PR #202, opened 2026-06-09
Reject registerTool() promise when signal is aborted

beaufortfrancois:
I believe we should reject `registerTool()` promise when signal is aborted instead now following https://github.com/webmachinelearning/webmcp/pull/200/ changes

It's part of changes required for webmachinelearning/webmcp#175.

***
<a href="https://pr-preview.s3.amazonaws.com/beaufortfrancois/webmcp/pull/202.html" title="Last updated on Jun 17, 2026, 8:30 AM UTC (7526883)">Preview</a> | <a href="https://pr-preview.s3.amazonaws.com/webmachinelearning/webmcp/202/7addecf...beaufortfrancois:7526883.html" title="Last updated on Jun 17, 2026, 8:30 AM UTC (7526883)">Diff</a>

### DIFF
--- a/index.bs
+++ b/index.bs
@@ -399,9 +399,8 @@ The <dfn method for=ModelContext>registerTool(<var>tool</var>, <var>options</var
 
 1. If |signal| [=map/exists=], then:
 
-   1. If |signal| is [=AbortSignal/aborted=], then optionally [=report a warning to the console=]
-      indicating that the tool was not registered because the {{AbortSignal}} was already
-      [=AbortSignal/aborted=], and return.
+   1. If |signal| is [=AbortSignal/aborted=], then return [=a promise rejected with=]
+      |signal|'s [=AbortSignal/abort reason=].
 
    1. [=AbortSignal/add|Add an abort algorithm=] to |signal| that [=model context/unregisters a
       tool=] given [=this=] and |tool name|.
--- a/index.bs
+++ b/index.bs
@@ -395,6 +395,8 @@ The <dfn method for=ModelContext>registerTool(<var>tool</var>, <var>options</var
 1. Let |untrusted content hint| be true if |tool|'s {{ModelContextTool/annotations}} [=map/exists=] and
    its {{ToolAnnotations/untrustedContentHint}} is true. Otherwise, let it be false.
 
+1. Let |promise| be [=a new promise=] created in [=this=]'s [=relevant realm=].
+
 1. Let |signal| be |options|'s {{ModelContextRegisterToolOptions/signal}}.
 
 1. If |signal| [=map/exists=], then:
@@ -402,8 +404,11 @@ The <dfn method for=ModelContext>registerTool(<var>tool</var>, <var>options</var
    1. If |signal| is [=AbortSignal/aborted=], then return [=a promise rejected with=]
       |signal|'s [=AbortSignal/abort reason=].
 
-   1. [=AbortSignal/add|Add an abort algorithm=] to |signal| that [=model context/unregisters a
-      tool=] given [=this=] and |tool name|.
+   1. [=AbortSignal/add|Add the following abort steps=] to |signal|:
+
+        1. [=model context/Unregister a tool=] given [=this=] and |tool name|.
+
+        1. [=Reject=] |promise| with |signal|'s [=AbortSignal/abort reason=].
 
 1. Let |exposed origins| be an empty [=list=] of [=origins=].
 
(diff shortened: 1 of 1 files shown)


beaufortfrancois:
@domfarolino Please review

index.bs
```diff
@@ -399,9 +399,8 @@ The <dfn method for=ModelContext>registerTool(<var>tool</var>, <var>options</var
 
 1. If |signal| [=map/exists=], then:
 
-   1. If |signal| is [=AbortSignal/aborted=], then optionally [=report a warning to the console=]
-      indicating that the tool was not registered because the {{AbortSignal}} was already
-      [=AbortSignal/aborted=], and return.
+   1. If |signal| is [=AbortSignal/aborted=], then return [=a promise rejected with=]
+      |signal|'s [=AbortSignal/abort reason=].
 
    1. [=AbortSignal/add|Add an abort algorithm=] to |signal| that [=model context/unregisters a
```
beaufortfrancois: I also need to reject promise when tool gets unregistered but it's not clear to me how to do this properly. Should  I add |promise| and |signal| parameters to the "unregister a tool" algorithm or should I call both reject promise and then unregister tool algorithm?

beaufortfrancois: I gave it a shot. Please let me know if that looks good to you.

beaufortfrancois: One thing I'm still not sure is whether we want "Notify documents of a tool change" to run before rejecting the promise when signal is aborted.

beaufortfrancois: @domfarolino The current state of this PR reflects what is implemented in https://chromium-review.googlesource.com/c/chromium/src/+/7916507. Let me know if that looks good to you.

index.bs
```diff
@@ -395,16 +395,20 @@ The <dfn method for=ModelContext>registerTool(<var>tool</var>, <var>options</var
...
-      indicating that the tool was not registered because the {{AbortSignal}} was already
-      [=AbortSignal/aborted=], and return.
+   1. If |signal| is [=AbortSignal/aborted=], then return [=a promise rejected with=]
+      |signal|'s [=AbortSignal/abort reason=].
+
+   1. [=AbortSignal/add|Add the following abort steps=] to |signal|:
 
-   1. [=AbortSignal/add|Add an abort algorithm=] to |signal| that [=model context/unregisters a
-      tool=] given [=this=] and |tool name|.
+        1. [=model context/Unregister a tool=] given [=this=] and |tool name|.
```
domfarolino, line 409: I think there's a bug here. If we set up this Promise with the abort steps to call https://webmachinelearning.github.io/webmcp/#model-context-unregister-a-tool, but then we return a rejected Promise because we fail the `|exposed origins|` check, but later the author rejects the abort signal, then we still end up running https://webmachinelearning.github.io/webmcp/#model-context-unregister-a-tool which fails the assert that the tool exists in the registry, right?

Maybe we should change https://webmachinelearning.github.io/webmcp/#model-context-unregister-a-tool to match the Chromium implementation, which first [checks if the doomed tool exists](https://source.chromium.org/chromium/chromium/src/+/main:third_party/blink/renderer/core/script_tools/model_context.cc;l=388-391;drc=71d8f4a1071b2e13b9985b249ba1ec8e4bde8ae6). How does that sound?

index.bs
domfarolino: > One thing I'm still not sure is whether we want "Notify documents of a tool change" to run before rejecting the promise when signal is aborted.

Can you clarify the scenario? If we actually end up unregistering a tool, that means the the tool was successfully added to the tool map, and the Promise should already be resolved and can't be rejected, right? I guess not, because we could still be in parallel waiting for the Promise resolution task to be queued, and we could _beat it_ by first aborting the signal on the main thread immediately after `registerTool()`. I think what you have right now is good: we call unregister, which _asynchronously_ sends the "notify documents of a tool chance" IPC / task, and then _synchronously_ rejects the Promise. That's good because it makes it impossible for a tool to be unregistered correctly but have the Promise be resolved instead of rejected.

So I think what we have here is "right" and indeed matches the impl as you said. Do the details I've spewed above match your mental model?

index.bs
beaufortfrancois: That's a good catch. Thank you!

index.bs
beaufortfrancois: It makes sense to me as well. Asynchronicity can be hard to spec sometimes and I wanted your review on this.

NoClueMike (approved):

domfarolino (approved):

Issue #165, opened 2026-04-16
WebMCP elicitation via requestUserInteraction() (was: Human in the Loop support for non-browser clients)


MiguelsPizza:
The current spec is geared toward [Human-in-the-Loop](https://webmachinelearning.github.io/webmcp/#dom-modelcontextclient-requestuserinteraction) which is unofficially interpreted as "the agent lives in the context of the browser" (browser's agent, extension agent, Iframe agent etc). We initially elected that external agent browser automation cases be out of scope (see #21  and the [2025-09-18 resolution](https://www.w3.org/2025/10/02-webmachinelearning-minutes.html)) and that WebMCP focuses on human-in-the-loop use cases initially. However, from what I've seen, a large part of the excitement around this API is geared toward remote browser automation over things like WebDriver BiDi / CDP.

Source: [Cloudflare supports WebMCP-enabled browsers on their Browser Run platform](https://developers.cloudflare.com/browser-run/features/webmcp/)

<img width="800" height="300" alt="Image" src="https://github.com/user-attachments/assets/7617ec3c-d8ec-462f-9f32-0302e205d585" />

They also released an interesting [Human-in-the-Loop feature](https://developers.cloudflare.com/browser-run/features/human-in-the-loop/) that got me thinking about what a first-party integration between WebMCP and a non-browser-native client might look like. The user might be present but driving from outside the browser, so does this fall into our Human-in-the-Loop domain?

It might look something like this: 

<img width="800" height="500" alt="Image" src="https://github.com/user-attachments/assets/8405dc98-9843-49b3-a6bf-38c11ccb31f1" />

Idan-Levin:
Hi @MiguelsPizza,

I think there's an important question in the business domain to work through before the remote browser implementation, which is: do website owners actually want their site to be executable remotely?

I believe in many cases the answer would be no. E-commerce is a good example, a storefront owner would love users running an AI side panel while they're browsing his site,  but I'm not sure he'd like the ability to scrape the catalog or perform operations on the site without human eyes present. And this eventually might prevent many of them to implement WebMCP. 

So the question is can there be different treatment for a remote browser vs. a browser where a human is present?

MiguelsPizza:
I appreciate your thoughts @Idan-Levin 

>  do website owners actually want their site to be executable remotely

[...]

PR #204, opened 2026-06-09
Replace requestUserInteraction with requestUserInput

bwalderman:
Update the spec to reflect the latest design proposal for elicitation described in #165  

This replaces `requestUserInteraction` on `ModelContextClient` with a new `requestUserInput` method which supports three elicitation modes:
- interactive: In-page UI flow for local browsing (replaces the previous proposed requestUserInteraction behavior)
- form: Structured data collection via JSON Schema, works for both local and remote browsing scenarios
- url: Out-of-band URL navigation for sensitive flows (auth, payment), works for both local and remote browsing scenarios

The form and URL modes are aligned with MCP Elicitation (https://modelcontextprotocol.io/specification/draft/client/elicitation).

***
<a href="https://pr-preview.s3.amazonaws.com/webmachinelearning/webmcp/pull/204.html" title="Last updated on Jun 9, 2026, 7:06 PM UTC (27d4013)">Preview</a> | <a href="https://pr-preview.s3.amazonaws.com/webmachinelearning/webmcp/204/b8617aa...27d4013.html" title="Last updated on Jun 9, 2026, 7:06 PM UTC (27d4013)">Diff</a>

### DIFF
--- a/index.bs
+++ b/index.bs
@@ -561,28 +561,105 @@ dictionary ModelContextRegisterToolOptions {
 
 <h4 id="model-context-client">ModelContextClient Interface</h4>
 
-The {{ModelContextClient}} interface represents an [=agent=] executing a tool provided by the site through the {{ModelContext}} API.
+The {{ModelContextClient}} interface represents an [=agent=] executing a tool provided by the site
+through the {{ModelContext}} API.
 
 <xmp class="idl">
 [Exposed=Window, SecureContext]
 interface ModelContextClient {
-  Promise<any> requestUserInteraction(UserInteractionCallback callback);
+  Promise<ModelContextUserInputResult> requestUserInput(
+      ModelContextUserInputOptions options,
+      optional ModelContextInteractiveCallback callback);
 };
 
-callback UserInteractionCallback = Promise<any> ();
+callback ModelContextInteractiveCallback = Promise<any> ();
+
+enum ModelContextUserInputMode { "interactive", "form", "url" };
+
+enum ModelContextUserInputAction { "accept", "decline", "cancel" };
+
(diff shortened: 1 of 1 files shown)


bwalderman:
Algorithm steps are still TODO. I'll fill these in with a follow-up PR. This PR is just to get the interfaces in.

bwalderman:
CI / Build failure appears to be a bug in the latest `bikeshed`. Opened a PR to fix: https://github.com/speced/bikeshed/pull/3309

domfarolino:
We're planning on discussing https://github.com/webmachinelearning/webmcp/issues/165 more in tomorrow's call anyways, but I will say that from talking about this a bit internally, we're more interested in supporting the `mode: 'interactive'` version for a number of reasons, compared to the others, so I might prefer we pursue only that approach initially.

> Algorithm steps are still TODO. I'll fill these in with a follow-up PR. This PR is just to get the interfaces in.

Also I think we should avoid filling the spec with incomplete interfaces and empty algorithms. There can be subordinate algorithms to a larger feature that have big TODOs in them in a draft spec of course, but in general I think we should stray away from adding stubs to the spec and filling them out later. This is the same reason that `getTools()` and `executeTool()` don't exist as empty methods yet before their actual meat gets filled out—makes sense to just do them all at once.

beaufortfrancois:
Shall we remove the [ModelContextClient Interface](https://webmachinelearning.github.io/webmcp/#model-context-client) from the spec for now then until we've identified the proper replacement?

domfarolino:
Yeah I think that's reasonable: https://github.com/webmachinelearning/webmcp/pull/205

Task to complete — Scan the material above for lines that contain the string "know", and copy each such line.

Your response —
beaufortfrancois: I gave it a shot. Please let me know if that looks good to you.
beaufortfrancois: @domfarolino The current state of this PR reflects what is implemented in https://chromium-review.googlesource.com/c/chromium/src/+/7916507. Let me know if that looks good to you.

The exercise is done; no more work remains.